Merkel lobt von der Leyen
Die deutsche Kanzlerin Angela Merkel würdigte die neue EU-Kommissionspräsidentin Ursula von der Leyen als «überzeugte und überzeugende Europäerin». «Sie wird nun mit grossem Elan die Herausforderungen angehen, vor denen wir als Europäische Union stehen. Das hat sie in ihrer heutigen Rede im Europäischen Parlament sehr deutlich gemacht», sagte Merkel am Dienstag in Berlin.
«Auch wenn ich heute eine langjährige Ministerin verliere, gewinne ich eine neue Partnerin in Brüssel. Daher freue ich mich auf eine gute Zusammenarbeit.» Glückwünsche zur Wahl als neue EU-Kommissionspräsidentin kommen auch aus der Schweiz. Herzliche Gratulation und «viel Erfolg in dieser wichtigen und anspruchsvollen Funktion» wünschte die Schweizer Verteidigungsministerin Viola Amherd ihrer ehemaligen Amtskollegin via Kurznachrichtendienst Twitter.
In Brüssel geboren
Von der Leyen spricht fliessend Englisch und Französisch.
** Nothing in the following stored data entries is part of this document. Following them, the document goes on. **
PR #2499, opened 2026-08-12
feat(spark): the Spark tier, end to end — config-driven, Fellegi-Sunter, zero-config (P4-P6)

benzsevern:
The Spark tier took **scalars** — one `block_col`, one `value_col`, one scorer, one threshold, one survivorship strategy. A real config carries many blocking passes, many matchkeys, many weighted fields each, and per-field golden rules, and `GoldenMatchConfig` never reached the tier at all.

This adds `run_config_pipeline(df, config)`.

## What it executes

- **Multiple blocking passes**, unioned and de-duplicated — a pair reachable by two passes is *one* candidate
- **Multi-field weighted matchkeys**, and exact matchkeys
- **Multiple matchkeys as alternatives**, MAX-deduped (the tier's existing contract)
- **Per-field survivorship strategies**

Everything else is refused **loudly** by `_validate_spark_config_supported`, mirroring the scale-mode posture: probabilistic matchkeys, negative evidence, guards, rerank, `auto_threshold`, LLM, domain extraction, semantic blocking, every non-static blocking strategy, and conditional `when:` golden rules. A silently degraded distributed result is worse than a refusal.

## The acceptance criterion as spec'd is not reachable in P4

`config/from_splink.py` emits `type="probabilistic"` **unconditionally**. There is no `m_prob` / `u_prob` / `match_weight` anywhere in this tier, so *"`import-splink` output runs unchanged"* depends on **P5** (Fellegi-Sunter on Spark), not on P4.

P4a refuses a probabilistic config with a message naming P5, and the Splink cutover claim moves to P5's exit criteria. This is a phase-ordering error in the spec, found by execution rather than by reading it: **P5 is the load-bearing phase for the product goal, and P4 is its precondition.** The spec now records it.

## Two defects found while building it, both in the shipped tier

**1. `null` vs `null` scored a perfect 1.0.** The scorer kernel maps a missing value to `""`, and `""` vs `""` is an exact match — so two records whose only shared evidence was that *both are missing* the compared field merged at **every** threshold. The one-box excludes the field instead (`score_field` → `None`, dropped by `score_pair`).

Measured on the new fixture: a pair that should score **0.4365** scored **0.8591** and merged.

Fixed on the new path *and* on the shipped single-field `score_and_dedup`, by deciding comparability from the **raw columns** rather than from the kernel's output — so it stays correct even if the `""` substitution is later changed at source.

**2. The weighted denominator is per-pair, not per-matchkey.** `score_pair` drops an uncomparable field from the numerator *and* the denominator. Using the matchkey's total weight instead scores a pair that agrees perfectly on its one comparable field at **0.7500** rather than **1.0000** — losing it entirely.

Both numbers are recorded in the fixture's comment, because each bug **flips a decision there**. The fixture discriminates rather than decorates, and an editor changing those rows needs to know it.

## Parity by reuse, not re-derivation

Block keys call `apply_transforms`; survivorship calls `merge_field` — the same functions the one-box calls, so agreement is structural rather than maintained by hand.

The one restated formula is the weighted combine, which has to be a Spark expression to stay vectorized (that vectorized per-field kernel is the tier's whole differentiator). So `weighted_pair_score` is a pure-Python statement of `score_pair`'s math, **unit-tested directly against `score_pair`** across six null shapes, with the Spark expression bound to it by the lane parity test.

## Two implementation notes

Both chosen to avoid risk I can't test locally:

- Block keys compose from **single-column UDFs plus Spark expressions**, not one variadic pandas UDF. Pandas UDFs resolve their eval type from the signature and `*args` isn't in the documented contract (checked against the Spark docs, which only ever show fixed arity). `concat_ws` can't do it alone either — it *skips* nulls, so `("a", null)` and `("a", "")` would collide into the same key.
- Join aliases are `__lhs__` / `__rhs__` because the candidate frame's own columns are named `a` and `b`, which makes `F.col("a.first")` ambiguous.

## Testing

- **19 unit tests run on every PR** (no Spark needed): the combine vs `score_pair`, and the whole feature gate including a test that a supported config *passes* — a gate that refused everything would pass every refusal test while disabling the feature.
- **Lane tests** (`spark_connect` blocking, `sail` advisory): candidate-set, scored-pair-set and cluster-partition parity against an independently written Python reference, plus the null-merge regression on the shipped path at four thresholds.

The reference is computed in plain Python here rather than by calling the tier a second way — a reference sharing code with the thing under test proves only self-consistency.

Gates run locally before pushing: workflow YAML, filter coverage, claude refs, docs consistency, version consistency, context budget, docs staleness, native symbols, agent codemap (regenerated), ruff. `api_parity` and `ts_parity_freshness` fail identically on clean `main` in this worktree — they need the built TS workspace — so they're left to CI.

## Next

**P4b** wires `backend="spark"` into the public API. Worth noting up front: `dedupe_df` coerces its input to a local Frame, so the dispatch has to happen *before* that coercion — collecting a cluster-sized frame to the driver would defeat the tier entirely.

### DIFF
--- a/docs-site/goldenmatch/config-matrix.mdx
+++ b/docs-site/goldenmatch/config-matrix.mdx
@@ -146,7 +146,7 @@ Every config object in the pydantic tree(s), generated from the package schema. 
 | `llm_scorer` | LLMScorerConfig \| None | `None` | [`LLMScorerConfig`](#llmscorerconfig) -- LLM pair-scoring configuration for borderline candidates. |
 | `llm_auto` | bool | `False` | Lets auto-config enable and configure the LLM scorer automatically. |
 | `domain` | DomainConfig \| None | `None` | [`DomainConfig`](#domainconfig) -- Domain feature-extraction configuration used before matchkeys. |
-| `backend` | str \| None | `None` | Execution backend: None (default Polars in-memory), 'ray', 'duckdb', 'chunked', or 'bucket'. |
+| `backend` | str \| None | `None` | Execution backend: None (default in-memory), 'ray', 'duckdb', 'datafusion', 'chunked', 'bucket', 'polars-direct', or 'spark'. |
 | `distributed_routing` | DistributedRoutingConfig \| None | `None` | [`DistributedRoutingConfig`](#distributedroutingconfig) -- Per-stage distributed-routing pins; None lets the planner decide every stage. |
 | `semantic_blocking` | SemanticBlockingConfig \| None | `None` | [`SemanticBlockingConfig`](#semanticblockingconfig) -- Opt-in semantic candidate-generation keys (ANN, initialism, alias) unioned into blocking. |
 | `allow_slow_path` | bool | `False` | Permits falling back to a slower non-fused execution path when the fast path is ineligible. |
--- a/docs/agent-codemap.json
+++ b/docs/agent-codemap.json
@@ -7702,6 +7702,7 @@
             "_transformed",
             "_valid_key",
             "_validate_spark_config_supported",
+            "blocking_passes",
             "build_golden_from_rules",
             "generate_candidates",
             "run_config_pipeline",
--- a/docs/agent-codemap.json
+++ b/docs/agent-codemap.json
@@ -4,7 +4,7 @@
   "packages": {
     "goldenmatch": {
       "root": "packages/python/goldenmatch/goldenmatch",
-      "module_count": 460,
+      "module_count": 461,
       "modules": [
         {
           "module": "goldenmatch",
@@ -7668,6 +7668,33 @@
             "_truncate_plan",
             "connected_components",
             "connected_components_scale"
+          ]
+        },
+        {
+          "module": "goldenmatch.spark.config_pipeline",
+          "file": "packages/python/goldenmatch/goldenmatch/spark/config_pipeline.py",
+          "purpose": "P4: run the Spark tier from a ``GoldenMatchConfig`` instead of scalars.",
+          "defines": [
+            "_block_key_column",
+            "_default_golden_cols",
+            "_field_score_parts",
+            "_field_strategy",
+            "_matchkey_score_expr",
+            "_transformed",
+            "_valid_key",
+            "_validate_spark_config_supported",
+            "build_golden_from_rules",
+            "generate_candidates",
+            "run_config_pipeline",
+            "score_candidates",
+            "weighted_pair_score"
+          ],
+          "imports": [
+            "goldenmatch.config.schemas",
+            "goldenmatch.spark.clustering",
+            "goldenmatch.spark.golden",
+            "goldenmatch.spark.scorers",
+            "goldenmatch.utils.transforms"
           ]
         },
         {
--- a/docs/agent-codemap.json
+++ b/docs/agent-codemap.json
@@ -4,7 +4,7 @@
   "packages": {
     "goldenmatch": {
       "root": "packages/python/goldenmatch/goldenmatch",
-      "module_count": 461,
+      "module_count": 462,
       "modules": [
         {
           "module": "goldenmatch",
@@ -7681,6 +7681,8 @@
             "_field_score_parts",
             "_field_strategy",
             "_matchkey_score_expr",
+            "_matchkey_threshold",
+            "_resolve_fs_models",
             "_transformed",
             "_valid_key",
             "_validate_spark_config_supported",
@@ -7692,8 +7694,10 @@
           ],
           "imports": [
             "goldenmatch.config.schemas",
+            "goldenmatch.core.probabilistic",
             "goldenmatch.spark.clustering",
             "goldenmatch.spark.golden",
+            "goldenmatch.spark.probabilistic",
             "goldenmatch.spark.scorers",
             "goldenmatch.utils.transforms"
           ]
@@ -7767,6 +7771,30 @@
             "goldenmatch.spark.identity",
             "goldenmatch.spark.scorers",
             "goldenmatch.spark.scoring"
+          ]
+        },
+        {
+          "module": "goldenmatch.spark.probabilistic",
+          "file": "packages/python/goldenmatch/goldenmatch/spark/probabilistic.py",
+          "purpose": "P5: Fellegi-Sunter scoring on Spark.",
+          "defines": [
+            "FSSparkUnsupported",
+            "_field_similarity_and_observed",
+            "_validate_fs_spark_supported",
+            "_weight_lookup_expr",
+            "fs_level_expr",
+            "fs_match_weight_expr",
+            "fs_pair_weight",
+            "fs_posterior",
+            "fs_posterior_expr",
+            "fs_score_expr",
+            "level_thresholds_for",
+            "resolve_fs_model"
+          ],
+          "imports": [
+            "goldenmatch.core.probabilistic",
+            "goldenmatch.spark.config_pipeline",
+            "goldenmatch.spark.scorers"
           ]
         },
         {
--- a/docs/agent-codemap.json
+++ b/docs/agent-codemap.json
@@ -7654,8 +7654,9 @@
         {
           "module": "goldenmatch.spark",
           "file": "packages/python/goldenmatch/goldenmatch/spark/__init__.py",
-          "purpose": "Sail tier (distributed, Spark Connect) -- the distributed sibling of the",
+          "purpose": "The Spark tier (distributed, Spark Connect) -- the distributed sibling of the",
           "imports": [
+            "goldenmatch.spark.config_pipeline",
             "goldenmatch.spark.identity"
           ]
         },
--- a/docs/agent-codemap.json
+++ b/docs/agent-codemap.json
@@ -7667,13 +7667,15 @@
           "purpose": "P6: zero-config on Spark.",
           "defines": [
             "SparkAutoConfigTooLarge",
+            "SparkAutoConfigUnsupported",
             "_refuse_at_n",
             "auto_configure_spark",
             "sample_to_driver"
           ],
           "imports": [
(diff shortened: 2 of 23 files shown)


benzsevern:
## Scope grew: this PR is now **all of P4** (P4a + P4b)

P4b turned out to be small and inseparable from P4a, so it landed on the same branch rather than as a follow-up. The description above covers P4a; this is the rest.

### P4b — `backend="spark"`, and a third silent-degradation defect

Sie ist in Brüssel geboren und dort auch in den ersten Jahren zur Schule gegangen. «Ich bin Europäerin gewesen, bevor ich später gelernt habe, dass ich Deutsche bin und Niedersächsin», sagt sie. «Und deshalb gibt es für mich nur eines: Europa einen und stärken.»
Ihre politische Karriere ging die Mutter von sieben Kindern zielstrebig an. Sie ist seit 1990 CDU-Mitglied. 2003 wurde sie in Niedersachsen Ministerin für Frauen, Familie und Gesundheit und gehört seit 2004 dem Präsidium der CDU an. 2005 wurde sie Bundesfamilienministerin. Dort setzte sie das Elterngeld durch. 2009 übernahm sie das Bundesarbeitsministerium.
Von der Leyen galt zwischenzeitlich als mögliche Nachfolgerin von Bundeskanzlerin Angela Merkel. Doch ihr fehlt eine wirkliche Hausmacht in der Partei. Und einigen in der CDU war ihr Ehrgeiz immer suspekt.
Negativschlagzeilen
Zuletzt schien ihr Stern zu sinken. Turbulenzen gab es um Plagiatsvorwürfe um ihre Doktorarbeit. Die Medizinische Hochschule Hannover entschied aber 2016, dass sie trotz «klarer Mängel» beim Zitieren den Titel behalten darf.
Unglücklich agierte von der Leyen in der Affäre um rechtsextreme Tendenzen in der Bundeswehr. Nachdem 2017 aufflog, dass sich ein Oberleutnant monatelang als syrischer Flüchtling ausgegeben hatte und offenbar einen rechtsradikal motivierten Anschlag plante, warf sie der Truppe in einer ersten Reaktion ein «Haltungsproblem» vor. Dies wurde ihr als Pauschalkritik in der Bundeswehr übel genommen.
Dann geriet die Ministerin mit der Affäre um die Kostenexplosion bei der Sanierung des Segelschulschiffs «Gorch Fock» in die Schlagzeilen. Sie brachte von der Leyen den Vorwurf fehlender Kontrolle ein und aus der Opposition Rücktrittsforderungen. Auch wegen Rüstungsprojekten, vielfältiger Ausrüstungsmängel bei der Bundeswehr und einer Affäre um externe Berater geriet ihr Ministerium immer wieder in die Kritik.
Dass sich von der Leyen trotz dieser Turbulenzen im Amt hielt, zeigt ihre politische Zähigkeit. Die hat sich im Poker um die Juncker-Nachfolge nun erneut ausgezahlt.